The majority cites one California case, Homestead Supplies, Inc. v. Executive Life Ins. Co., 81 Cal. App. 3d 978, 147 Cal. Rptr. 22 (1978), for the proposition that plaintiffs' claim is not barred by the Michigan antidiscrimination statute. However, the majority misinterprets Homestead. In Homestead, the insured demanded that the court enforce the insurance policy as written. The court held that the insurer could not use the antidiscrimination clause as a shield to protect itself from its own wrongdoing. I agree this is an appropriate and equitable result. However, it does not apply to the present case.
In Homestead, the insured did not request reformation of an existing contract and the courts did not allow reformation of the contract.
The majority opinion cites no statute or case law that permits a Michigan trial judge to reform insurance contracts in violation of the antidiscrimination statutes.[1] I would establish the bright-line rule that the antidiscrimination *502 statutes prohibit reformation of insurance contracts. I would also remand and allow plaintiffs to amend their complaint.
NOTES
[*] Circuit judge, sitting on the Court of Appeals by assignment.

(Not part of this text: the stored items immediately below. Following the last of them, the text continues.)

PR #139, opened 2016-04-29
Microbit filesystem.

jamesadevine:
Rebased version of the filesystem, with a `MicroBitFile` wrapper, and minor modifications to `MicroBitFileSystem`.

### DIFF
--- a/inc/drivers/MicroBitFile.h
+++ b/inc/drivers/MicroBitFile.h
@@ -1,0 +1,533 @@
+#ifndef MICROBIT_FILE_H_
+#define MICROBIT_FILE_H_
+#include "MicroBitFlash.h"
+#include <stdint.h>
+
+/**
+  * @file MicroBitFile.h
+  * @author Alex King
+  * @date 6 Mar 2016
+  *
+  * @brief API for POSIX-like file system interface: open/close/read/write.
+  *
+  * -- Basic overview of how the file system works:
+  * All file meta data is stored in the first page. Each file has a record
+  * entry (struct FileTableEntry_t), which stores:
+  *  - Filename
+  *  - File size
+  *  - An ordered list of pages/blocks that store the file data itself.
+  * 
+  * The table housing these records is referred to as the File Table (FT)
+  * and looks something like this:
+  *  {"file1.txt",   5000,   {1,2,3,6}}  // 5000-byte file, in blocks 1,2,3,6
+  *  {"file02.txt",   200,   {5}}        // 200 byte file in a single block
+  * 
+  * The first FT entry is reserved, and is used only to store a list of 
+  * currently available blocks for writing.
+  * Thus to expand a file size, a block must be removed from this list, and 
+  * added to that files blocklist.
+  * 
+  * Since there can only be one FT, the number of entries is restricted
+  * to how many can fit in a single flash page. Hence, this is the 
+  * maximum number of files that can be stored.
+  * 
+  * The filesize is stored in the FT, but cached in the mb_fd struct.
+  * Writes to the FT filesize are made sparingly in write() and close(), to
+  * reduce erasures.
+  * @warning close() *must* be called to ensure the FT is synched, before 
+  * the microbit is finished.
+  * 
+  * -- API overview.
+  * Source code is divided logically into two parts:
+  * ft_*() functions - to access and modify the FT entries.
+  *                    E.g., to create a new file, change a files size,
+  *                    or append new blocks to the file.
+  *                    These are private methods internal to the class.
+  * 
+  * read/write/seek/remove - POSIX-style file access functions.
+  *                          These are the methods used to interact with the
+  *                          file system.
+  * 
+  * Example:
+  * @code
+  * MicroBitFile f;
+  * int fd = f.open("myFile.txt", MB_WRITE|MB_CREAT);
+  * if(fd < 0) {
+  *   print("couldn't open a new file");
+  *   exit;
+  * }
+  * if(f.write(fd, "Hello, World!\n",14) != 14) {
+  *   print("error writing!")
+  *   exit
+  * }
+  * f.close(fd);
+  * @endcode
+  * 
+  * -- Notes
+  * - There should exist only one instance of this class.
+  * @todo implement simple wear levelling for file data writes.
+  * @todo implement MB_APPEND flag in open()
+  */
+
+// Configuration options.
+
+#define PAGE_SIZE 1024  // Size of page in flash.
+
+#define MAX_FD 4  // Max number of open FD's.
+
+#define FILENAME_LEN 16 // Filename length, including \0
+
+#define MBFS_LAST_PAGE_ADDR 0x3AC00 // Address of last writable page in flash.
+
+#define MAX_FILESYSTEM_PAGES 40 // Max. number of pages available.
+
+#define NO_FT_ENTRIES  10  // Number of entries in the File table  
+                            // (determines total no. files on the system)
+
+#if ( (FILENAME_LEN + MAX_FILESYSTEM_PAGES + 4 ) * NO_FT_ENTRIES ) > PAGE_SIZE
+#error NO_FT_ENTRIES is too large, file table must fit in a single page.
+#endif
+
+#if MAX_FILESYSTEM_PAGES > 127
+#error MAX_FILESYSTEM_PAGES cannot be greater than 127.
+#endif 
+
+#define MAX_FILENAME_LEN FILENAME_LEN-1
+
+#define MAGIC_WORD 0xA3E8F1C7
+
+
+// FileTableEntry_t.flags field to indicate if an FT is free/busy.
+#define FT_FREE 0x80000000
+#define FT_BUSY 0x00000000
+
+// FileTableEntry_t.flags field mask to get the file length.
+#define FT_SIZE_MASK 0x7FFFFFFF
+
+// Used in FileTableEntry_t.blocks to indicate if a block is free.
+#define FT_FREE_BLOCK_MARKER 0x80
+
+// Check if a given FileTableEntry is free.
+#define FT_IS_FREE(m) ( (m).flags & FT_FREE)
+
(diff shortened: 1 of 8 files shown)


inc/drivers/MicroBitFileSystem.h
```diff
@@ -0,0 +1,571 @@
...
+  *
+  * -- Notes
+  * - There should exist only one instance of this class.
+  * @todo implement simple wear levelling for file data writes.
+  * @todo implement MB_APPEND flag in open()
+  */
+
+// Configuration options.
+
+#define PAGE_SIZE 1024  // Size of page in flash.
```
dpgeorge: Does this need to match the erase-size of a page?  Is this the minimum amount of bytes that a given file must take up (eg a file with 1 character takes up 1024 bytes)?

finneyj:
Hi @dpgeorge 

I think there's an assumption here that a block will only hold a single file - for simplicity. Most likely based on the premise that most files will be at least 1K in size, and that we probably won't have very many at the same time.

Most of the use cases I've seen are about data logging etc. Are you thinking of use cases with different requirements? Are you thinking about storing .py files etc?

dpgeorge:
Note that 1024 will also be the size quanta (eg 1025 file takes 2 pages) so that can lead to a lot of wasted space (512 bytes on average per file).

My main question is whether this is dictated by the erase page size?  If not why not make it 512, or 256, or configurable?

> Are you thinking about storing .py files etc?

Yes we will definitely do this.  Then you can use import with your own scripts in the filesystem.

finneyj:
That would be cool. 

not sure if this is dictated by the erase size - I would presume so at present, but @alexk2k12 would be person who could confirm...

finneyj:
I guess the real tradeoff is code size against number of files and average file size... e.g. if it costs us more code space to implement the file system than we have files, then simplicity wins! But, if you expect quite a few files, then it would be worth the investment...

I guess a typical python program for microbit is likely under 1K?

inc/drivers/MicroBitFile.h
```diff
@@ -0,0 +1,198 @@
...
+      *         handle is invalid or this file was not opened in WRITE mode.
+      */
+    int append(ManagedString s);
+
+    /**
+      * Seeks to the end of the file, and appends the given character to this MicroBitFile instance.
+      *
+      * @param c The character to write to this file.
+      */
+    void operator+=(const char c);
```
pelikhan: Is this just a wrapper around ``append``? How about not support += since it does not return a proper error code and leads to potentially weird unwanted conversions.

markshannon:
If I have read the code correctly, then the following small program could destroy a page of flash.
It erases the same page 100 000 times, performing 200 000 erases in total, even though it looks like it ought not to perform more than 100 erases.
It would also be extremely slow, which might save the device but would be perplexing to the user.

```C
for (int i = 0; i < 100; i++) {
    mb_fd *fd = open("name", w);
    for (int j = 0; j < 1000; j ++) {  // Write 1k of data, 1 byte at a time.
          // Each write causes 2 page erases, 1 to the same page, 1 to a random page.
         fd->write("x", 1);
    }
}
```
Admittedly, it would take an hour to run, but it easy to imagine the inner loop occurring in a program that was run many times.

dpgeorge:
@markshannon I don't think it's the case that it erases the page just to write 1 extra byte.  Have a look at the need_erase function: it checks if the byte(s) can be written directly without the need for a temporary page and/or erasure.

markshannon:
Each write after the first (ie 99 out of the 100) will need an erase.

finneyj:
Thanks guys.

Append operations within a block should be "free" in terms of erase cycles with this approach. If Mark's sample code results in a erase cycles for each byte write then we have a bug...

@markshannon - Have you tried running your sample, or is your analysis based on code inspection?

inc/drivers/MicroBitFile.h
finneyj: Thanks @pelikhan.

Yes, this is just some syntax sugar... It's a good point that we're lacking in error codes using this interface.

@jamesadevine? How strongly do you feel about your operator overloads?

jamesadevine:
@finneyj @pelikhan 

I liked the += overloads, but I can see the drawbacks of not having any error code. 

I think supporting both of these mechanisms is a good thing, the risk of an error happening in the common case (open a file, append a few lines, close) is very low, therefore the operator overload would be the more elegant choice in terms of readability. 

Most commonly, users will probably use the .append function anyway, it's only the CPP devs that stick to the doxygen documentation that will discover it and use it! :wink: 

Having both versions does create ambiguity in behaviour, it might cause confusion and frustration... it may be better to remove the overloads.

markshannon:
@finneyj It is based on code inspection.

finneyj:
ok - thanks. I'll run it through a test harness and report back.

pelikhan:
IMO, remove it until someone complains for it. Once some feature ships it is hard to remove without breaking users, not the other way around :)

Sent from Outlook Mobile<https://aka.ms/djubve>

mmoskal:
How about using `mb_fd` directly, instead of an integer handle to it? This would reduce the RAM footprint and make the number of open files depend only on amount of RAM.

Operating systems use integer handles mostly because they live in a different address space than user programs and also need to enforce some sort of permission system. Neither is the case here.

finneyj:
OK - I've just run a test harness based on the sample from @markshannon. I essentially added some debug printf statement into MicroBitFlash::flash_write_mem to trap and report whenever a WORD was written, or a page was erased... Some interesting results. :-)

Firstly, There is no cost of an in block append, as we thought, but I see what @markshannon was getting at now. After the first run around the outer loop, of course this isn't an append operation. Subsequent writes are a random access replace operation - which is quite different, and does have an erase cost.

Now, technically, mark's sample code *doesn't* cause an erase because this code always writes the same value - and the need_erase() function picks up on this, and prevents the erase cycle. However, in the general case (i.e. if you tried to write an arbitrary value, as in the test case below), then each write operation would indeed cause an erase cycle.

```
void fs_test()
{
    uint8_t v;

    for (int i = 0; i < 100; i++) {

        SERIAL_DEBUG->printf("OPENING\n");
        int fd = fs.open("name", MB_WRITE|MB_CREAT);

        // Write 1k of data, 1 byte at a time.
        for (int j = 0; j < 1000; j++) {  
            v = (uint8_t) uBit.random(255);
            SERIAL_DEBUG->printf(".");
            fs.write(fd, &v, 1);

            // Just to save my micro:bit from excessive erase cycles in testing!
            if (i > 0)
                uBit.sleep(1000);
        }

        SERIAL_DEBUG->printf("CLOSING\n");
        fs.close(fd);
    }  
}
```

Now, unless we want to start caching blocks in RAM (which I'm pretty sure we don't, given our RAM constraints), it feels like this is 'the way it is' (tm) for random access replace operations... and at some level this is OK, as this is probably a fairly niche use-case.

HOWEVER, it also feels to me that as illustrated above, it's pretty easy for folks to do this by accident. So is perhaps is something that we should look to discourage more strongly in the API and docs. i.e. having the default position of a file opened for writing at the start of the file is perhaps not ideal...

Thoughts?

 @jamesadevine @alexk2k12 @dpgeorge @pelikhan @mmoskal

finneyj:
p.s. 

 * MicroBitFlash.cpp should also include "MicroBitConfig.h", else it can't pick up on global settings.
 * const correctness needs fixing for the write() family of operations, so a pointer to a literal string can be provided as a parameter.

dpgeorge:
If you split the filesystem data into blocks of, say, 256 bytes each (4 blocks per erase-page), then you could cache the current block in RAM and only write it out when necessary.

finneyj:
Yes, if we reduced block size that would become more feasible, probably with a single block writeback cache for each file opened for writing. We could avoid the cost if the file was read only.

This still feels a little bit like a niche case though - hate to lose RAM for something we don't typically need. Maybe creating a buffer on demand when a replace operation is attempted?

mmoskal:
Do we have a flag to delete file if it already exists? I you typically would either want to append, or create a new file, both of which avoid the problem.

finneyj:
@mmoskal - precisely, that's what I was thinking. 99.9% apps will definitely be one of those two use-cases.

I hate to speak for others, but I think @alexk2k12 was going for a POSIX compliant API, so it's READ|WRITE|CREAT. if I recall correctly, semantics of CREAT are to only create a file if it doesn't already exist. I'm not wedded to a POSIX API, but it is worth considering. This doesn't feel like the semantics we want...

note this also related to your earlier point about file descriptors...

finneyj:
Thanks to all for a good thorough review here. It sounds like we're not quite there with this yet, so here's a summary of what I think we should do next:

 * drop the append operator overloads on MicroBitFile - at least for now (sorry james!)
 * Update the MicroBiFileSystem API to use explicit WRITE_NEW / WRITE_APPEND semantics (avoiding the current default behaviour the encourages in-file replacement operations)
 * Update MicroBitFile constructor accordingly
 * fix const correctness in MicroBitFileSystem and #include MicroBitConfig.h
 * Consider introducing a configurable logical blocksize that is below the size of a flash page. I'll have a ponder on this - there are quite a few advantages here.
 * Raise another pull request

alexk2k12:
Hello all, sorry for the late reply @finneyj - been away for a week :) I'll try to address a few of the comments regarding the filesystem:

@dpgeorge - in it's current form, the page size is closely related to the erase size. I think this could be made variable, as suggested. The biggest change would be in the `remove()` method. As @finneyj said, this is a tradeoff in terms of block size vs overhead: the size of the FileTableEntry struct array would probably have to expand across multiple pages at the beginning of flash now, reducing space available for data. I will start work on making this configurable before the next PR.

@markshannon regarding your test code: that looks right. If the file already exists, and data is being overwritten, an erase will be performed on every iteration - not a test case I had designed for. A cache page in RAM would be useful here provided the page size could be reduced I think? I will start work on this now.

@mmoskal good point regarding `mb_fd`, I'll change it in the next PR.

finneyj:
Superseded by #219.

[1] The Homestead court also referred to the public policy aspects that attend the review of "illegal" contracts:
Among the specific factors frequently considered by courts are whether the violation of law involved serious moral turpitude, whether the parties are not entirely in pari delicto, whether the adverse party would be unjustly enriched if enforcement were denied, whether the forfeiture resulting from denial of enforcement would be disproportionately harsh in proportion to the illegality ... and whether the purpose of the statute violated will best be served by enforcement or denial of enforcement. [Id. at 990-991, 147 Cal. Rptr. 22.]
Although the contract as proposed to be reformed here may technically violate the antidiscrimination statute, none of these policy considerations weigh against reformation.
[1] It would make the Insurance Commission's job more interesting if 617 Michigan trial judges were granted the authority to reform insurance contracts in Michigan.